Неплохо, по мнению Шрейдера, была Ягодой поставлена работа с беспризорниками и малолетними преступниками, начавшаяся еще при Дзержинском… Однако по натуре Генрих Григорьевич был невероятно высокомерен и тщеславен.
20 декабря 1927 года, когда отмечалось десятилетие органов ВЧК – ОГПУ, в лучших ресторанах Москвы, а ими считались «Националь», «Гранд-отель», «Савой», гуляли различные подразделения госбезопасности. Ягода объехал рестораны и всех подчиненных поздравил.
Накануне праздника, 5 ноября, Сталин объяснил, зачем нужна Лубянка:
– ГПУ или ЧК есть карательный орган Советской власти… Внутренние враги не являются у нас изолированными одиночками.
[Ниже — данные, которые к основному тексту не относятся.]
PR #7227, opened 2020-07-05
Bump dependencies

### LINKED ISSUE #7226: Statically link freetype and freeimage on Windows
Title says it all :) Lets statically link freetype and freeimage on Windows.

mrhelmut:
Bumping dependencies to use the static freetype & freeimage builds on Windows.

Fixes #7226

@harry-cpp


harry-cpp:
And I would have gotten away with it too, if it weren't for you meddling build bot XD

Они связаны тысячами нитей с капиталистами всех стран, поддерживающими их всеми силами, всеми средствами. Мы – страна, окруженная капиталистическими государствами. Внутренние враги нашей революции являются агентурой капиталистов всех стран.
Практиковались совещания работников ОГПУ в Кремле под руководством Сталина, который тем самым подчеркивал личную роль в руководстве органами. Всему командному составу внушалось, что госбезопасностью лично руководит Сталин. Постепенно сотрудники органов привыкли пренебрежительно относиться к местным партийным и советским руководителям, считать себя выше их.
Со временем Ягода совершенно распоясался, вспоминал Шрейдер, вел себя грубо и развязно, нецензурно выражался на больших совещаниях, не терпел возражений, зато обожал подхалимов и любимчиков. Ягода устраивал у себя на квартире обеды и ужины со своими подхалимами, упивался славой.